Task to carry out. List all lines of the data containing the word "module".

START The data

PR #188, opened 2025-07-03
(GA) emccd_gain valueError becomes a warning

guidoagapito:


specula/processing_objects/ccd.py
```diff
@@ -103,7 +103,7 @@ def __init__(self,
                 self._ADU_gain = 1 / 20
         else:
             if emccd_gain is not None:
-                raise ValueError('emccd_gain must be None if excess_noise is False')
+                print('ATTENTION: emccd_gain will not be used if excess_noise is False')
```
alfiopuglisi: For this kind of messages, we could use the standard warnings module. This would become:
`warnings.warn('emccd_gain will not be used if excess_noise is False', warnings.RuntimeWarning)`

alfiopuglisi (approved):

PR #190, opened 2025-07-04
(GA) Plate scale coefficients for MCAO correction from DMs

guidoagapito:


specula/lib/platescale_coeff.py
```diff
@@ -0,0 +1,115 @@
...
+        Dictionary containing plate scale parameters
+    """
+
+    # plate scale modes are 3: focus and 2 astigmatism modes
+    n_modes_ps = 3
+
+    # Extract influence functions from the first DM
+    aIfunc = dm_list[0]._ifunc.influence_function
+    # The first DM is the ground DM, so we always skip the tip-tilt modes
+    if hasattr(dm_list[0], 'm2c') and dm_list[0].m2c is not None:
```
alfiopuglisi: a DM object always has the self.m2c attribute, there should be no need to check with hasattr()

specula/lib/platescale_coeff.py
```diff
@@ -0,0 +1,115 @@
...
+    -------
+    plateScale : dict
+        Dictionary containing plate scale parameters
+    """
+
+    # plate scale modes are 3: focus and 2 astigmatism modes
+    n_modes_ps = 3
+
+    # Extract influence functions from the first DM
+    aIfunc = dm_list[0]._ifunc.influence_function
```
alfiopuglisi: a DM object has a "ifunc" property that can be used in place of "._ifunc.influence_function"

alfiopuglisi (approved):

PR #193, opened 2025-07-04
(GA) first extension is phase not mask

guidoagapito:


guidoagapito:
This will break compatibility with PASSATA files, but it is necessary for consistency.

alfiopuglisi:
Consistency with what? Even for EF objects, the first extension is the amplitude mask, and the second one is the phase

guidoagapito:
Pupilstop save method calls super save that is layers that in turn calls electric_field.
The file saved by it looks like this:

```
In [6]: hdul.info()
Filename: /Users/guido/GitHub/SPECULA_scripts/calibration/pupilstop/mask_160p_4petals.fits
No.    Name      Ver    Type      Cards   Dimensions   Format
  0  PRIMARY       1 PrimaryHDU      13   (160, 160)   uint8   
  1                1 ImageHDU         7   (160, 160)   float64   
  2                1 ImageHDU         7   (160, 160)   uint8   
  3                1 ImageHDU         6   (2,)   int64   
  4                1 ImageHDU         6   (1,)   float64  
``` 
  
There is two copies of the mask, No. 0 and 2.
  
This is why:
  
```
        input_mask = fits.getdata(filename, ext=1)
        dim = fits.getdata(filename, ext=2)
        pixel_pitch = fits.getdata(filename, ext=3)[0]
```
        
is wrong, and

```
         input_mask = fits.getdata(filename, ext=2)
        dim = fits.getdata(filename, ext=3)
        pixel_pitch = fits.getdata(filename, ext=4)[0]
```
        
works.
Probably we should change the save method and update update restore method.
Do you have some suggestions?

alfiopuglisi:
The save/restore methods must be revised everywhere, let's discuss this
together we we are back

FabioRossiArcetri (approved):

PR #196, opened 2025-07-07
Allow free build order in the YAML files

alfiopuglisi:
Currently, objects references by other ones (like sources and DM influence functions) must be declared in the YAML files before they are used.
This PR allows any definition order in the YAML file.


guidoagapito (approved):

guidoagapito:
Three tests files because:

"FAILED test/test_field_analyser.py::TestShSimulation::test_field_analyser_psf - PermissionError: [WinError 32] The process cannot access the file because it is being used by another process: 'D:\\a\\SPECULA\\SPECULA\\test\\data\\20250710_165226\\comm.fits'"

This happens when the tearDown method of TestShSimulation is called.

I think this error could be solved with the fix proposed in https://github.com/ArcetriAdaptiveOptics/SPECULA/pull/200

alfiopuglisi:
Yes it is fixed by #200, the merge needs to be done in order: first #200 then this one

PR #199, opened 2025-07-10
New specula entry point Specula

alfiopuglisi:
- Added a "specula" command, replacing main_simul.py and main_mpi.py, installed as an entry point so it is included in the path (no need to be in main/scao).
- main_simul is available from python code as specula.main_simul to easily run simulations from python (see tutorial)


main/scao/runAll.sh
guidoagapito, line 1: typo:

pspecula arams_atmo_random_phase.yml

END The data
START The data

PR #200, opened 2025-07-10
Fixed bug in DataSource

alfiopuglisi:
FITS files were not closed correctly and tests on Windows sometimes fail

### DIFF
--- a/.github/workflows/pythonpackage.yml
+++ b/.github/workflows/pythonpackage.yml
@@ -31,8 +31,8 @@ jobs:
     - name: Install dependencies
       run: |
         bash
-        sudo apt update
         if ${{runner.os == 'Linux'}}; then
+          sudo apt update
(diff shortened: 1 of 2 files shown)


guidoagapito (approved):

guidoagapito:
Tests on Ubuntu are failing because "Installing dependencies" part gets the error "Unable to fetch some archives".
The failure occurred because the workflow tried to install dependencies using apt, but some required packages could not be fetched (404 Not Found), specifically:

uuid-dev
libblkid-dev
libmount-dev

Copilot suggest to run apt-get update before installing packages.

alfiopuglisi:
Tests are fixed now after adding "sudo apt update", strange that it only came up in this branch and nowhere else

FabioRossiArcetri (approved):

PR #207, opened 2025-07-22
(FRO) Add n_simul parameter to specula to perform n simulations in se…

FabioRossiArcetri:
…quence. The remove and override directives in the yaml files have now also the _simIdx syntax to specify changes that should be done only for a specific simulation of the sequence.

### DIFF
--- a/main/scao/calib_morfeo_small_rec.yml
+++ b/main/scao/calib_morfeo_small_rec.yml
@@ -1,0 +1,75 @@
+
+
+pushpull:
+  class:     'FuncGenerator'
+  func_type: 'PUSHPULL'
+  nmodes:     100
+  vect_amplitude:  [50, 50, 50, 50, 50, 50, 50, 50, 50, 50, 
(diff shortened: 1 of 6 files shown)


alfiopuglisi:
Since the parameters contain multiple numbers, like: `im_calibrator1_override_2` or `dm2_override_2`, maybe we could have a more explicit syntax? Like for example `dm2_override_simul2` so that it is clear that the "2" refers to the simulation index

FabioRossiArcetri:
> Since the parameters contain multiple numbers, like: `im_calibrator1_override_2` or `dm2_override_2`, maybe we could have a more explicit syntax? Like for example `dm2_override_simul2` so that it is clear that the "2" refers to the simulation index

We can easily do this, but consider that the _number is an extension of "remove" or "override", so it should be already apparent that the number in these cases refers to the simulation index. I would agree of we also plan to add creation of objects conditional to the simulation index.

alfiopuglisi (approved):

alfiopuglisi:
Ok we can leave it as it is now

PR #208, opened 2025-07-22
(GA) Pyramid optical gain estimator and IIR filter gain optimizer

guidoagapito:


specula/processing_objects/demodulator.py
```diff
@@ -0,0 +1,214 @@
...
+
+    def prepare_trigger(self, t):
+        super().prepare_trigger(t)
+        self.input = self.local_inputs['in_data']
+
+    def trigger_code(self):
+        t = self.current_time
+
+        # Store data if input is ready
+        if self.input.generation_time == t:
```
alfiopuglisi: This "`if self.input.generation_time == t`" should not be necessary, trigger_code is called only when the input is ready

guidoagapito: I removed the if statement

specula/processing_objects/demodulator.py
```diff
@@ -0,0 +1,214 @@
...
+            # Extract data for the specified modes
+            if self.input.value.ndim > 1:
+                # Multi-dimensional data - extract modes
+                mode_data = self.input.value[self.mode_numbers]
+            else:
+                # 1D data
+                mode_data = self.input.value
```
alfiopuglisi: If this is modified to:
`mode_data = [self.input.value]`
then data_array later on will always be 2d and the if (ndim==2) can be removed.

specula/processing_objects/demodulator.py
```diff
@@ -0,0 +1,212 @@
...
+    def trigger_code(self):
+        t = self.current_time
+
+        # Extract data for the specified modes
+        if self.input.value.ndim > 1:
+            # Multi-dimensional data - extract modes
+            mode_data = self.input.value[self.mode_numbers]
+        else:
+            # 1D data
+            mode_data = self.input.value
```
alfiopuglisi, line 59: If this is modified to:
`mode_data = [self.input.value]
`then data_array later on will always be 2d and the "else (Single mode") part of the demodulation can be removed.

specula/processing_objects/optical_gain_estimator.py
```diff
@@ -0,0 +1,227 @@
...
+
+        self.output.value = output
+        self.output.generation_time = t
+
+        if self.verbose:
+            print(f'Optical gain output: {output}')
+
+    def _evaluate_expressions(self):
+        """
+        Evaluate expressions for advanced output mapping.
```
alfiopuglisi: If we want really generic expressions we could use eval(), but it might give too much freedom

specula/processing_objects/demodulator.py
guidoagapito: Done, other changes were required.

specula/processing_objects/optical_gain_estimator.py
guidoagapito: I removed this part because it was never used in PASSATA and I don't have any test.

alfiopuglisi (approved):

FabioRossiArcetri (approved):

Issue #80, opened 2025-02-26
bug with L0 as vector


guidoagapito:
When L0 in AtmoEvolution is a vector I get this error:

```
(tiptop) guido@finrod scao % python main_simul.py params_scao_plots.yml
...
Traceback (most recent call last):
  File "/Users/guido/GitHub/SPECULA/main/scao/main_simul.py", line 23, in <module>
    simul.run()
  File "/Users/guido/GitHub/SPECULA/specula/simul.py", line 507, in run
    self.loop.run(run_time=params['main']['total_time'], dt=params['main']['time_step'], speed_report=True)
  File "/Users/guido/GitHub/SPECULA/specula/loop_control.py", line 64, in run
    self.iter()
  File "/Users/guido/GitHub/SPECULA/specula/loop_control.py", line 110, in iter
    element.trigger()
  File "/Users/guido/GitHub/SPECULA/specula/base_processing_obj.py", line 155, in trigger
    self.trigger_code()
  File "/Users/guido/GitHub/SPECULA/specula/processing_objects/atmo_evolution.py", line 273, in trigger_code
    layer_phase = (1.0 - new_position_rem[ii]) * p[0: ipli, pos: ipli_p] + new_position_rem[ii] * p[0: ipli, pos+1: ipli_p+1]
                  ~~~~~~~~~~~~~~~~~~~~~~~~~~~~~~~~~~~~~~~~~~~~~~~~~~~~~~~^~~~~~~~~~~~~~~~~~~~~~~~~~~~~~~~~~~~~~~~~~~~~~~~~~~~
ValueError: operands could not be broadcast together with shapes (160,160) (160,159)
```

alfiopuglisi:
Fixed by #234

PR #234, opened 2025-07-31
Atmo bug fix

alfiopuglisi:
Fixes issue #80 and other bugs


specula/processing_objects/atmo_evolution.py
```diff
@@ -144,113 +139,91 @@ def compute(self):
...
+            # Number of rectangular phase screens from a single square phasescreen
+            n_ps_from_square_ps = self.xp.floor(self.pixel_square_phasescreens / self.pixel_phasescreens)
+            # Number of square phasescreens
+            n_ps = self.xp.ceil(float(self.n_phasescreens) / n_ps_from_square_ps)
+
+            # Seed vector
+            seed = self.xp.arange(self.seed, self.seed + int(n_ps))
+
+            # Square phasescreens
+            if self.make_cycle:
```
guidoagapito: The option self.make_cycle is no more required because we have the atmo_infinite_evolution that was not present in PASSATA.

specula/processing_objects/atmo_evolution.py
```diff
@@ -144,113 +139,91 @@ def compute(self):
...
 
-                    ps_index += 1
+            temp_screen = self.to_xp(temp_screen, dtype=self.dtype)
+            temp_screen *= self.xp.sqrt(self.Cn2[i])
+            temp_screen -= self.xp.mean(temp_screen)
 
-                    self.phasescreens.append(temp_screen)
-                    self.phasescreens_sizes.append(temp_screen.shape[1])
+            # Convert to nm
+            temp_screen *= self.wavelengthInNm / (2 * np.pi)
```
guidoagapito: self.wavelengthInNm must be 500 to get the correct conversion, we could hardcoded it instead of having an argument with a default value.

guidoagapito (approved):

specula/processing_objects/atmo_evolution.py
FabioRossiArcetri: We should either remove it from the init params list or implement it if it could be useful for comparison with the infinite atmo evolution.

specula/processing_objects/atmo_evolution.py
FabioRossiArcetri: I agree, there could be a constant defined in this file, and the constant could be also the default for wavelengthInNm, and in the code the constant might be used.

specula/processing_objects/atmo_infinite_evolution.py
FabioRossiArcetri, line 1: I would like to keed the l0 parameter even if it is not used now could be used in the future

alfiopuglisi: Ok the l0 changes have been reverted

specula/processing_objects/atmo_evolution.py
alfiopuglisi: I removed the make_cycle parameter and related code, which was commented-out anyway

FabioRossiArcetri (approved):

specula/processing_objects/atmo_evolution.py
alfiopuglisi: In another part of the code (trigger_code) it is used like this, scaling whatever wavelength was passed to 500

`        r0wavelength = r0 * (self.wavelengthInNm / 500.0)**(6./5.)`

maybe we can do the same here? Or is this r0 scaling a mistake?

END The data

Written answer.
alfiopuglisi: For this kind of messages, we could use the standard warnings module. This would become:
  File "/Users/guido/GitHub/SPECULA/main/scao/main_simul.py", line 23, in <module>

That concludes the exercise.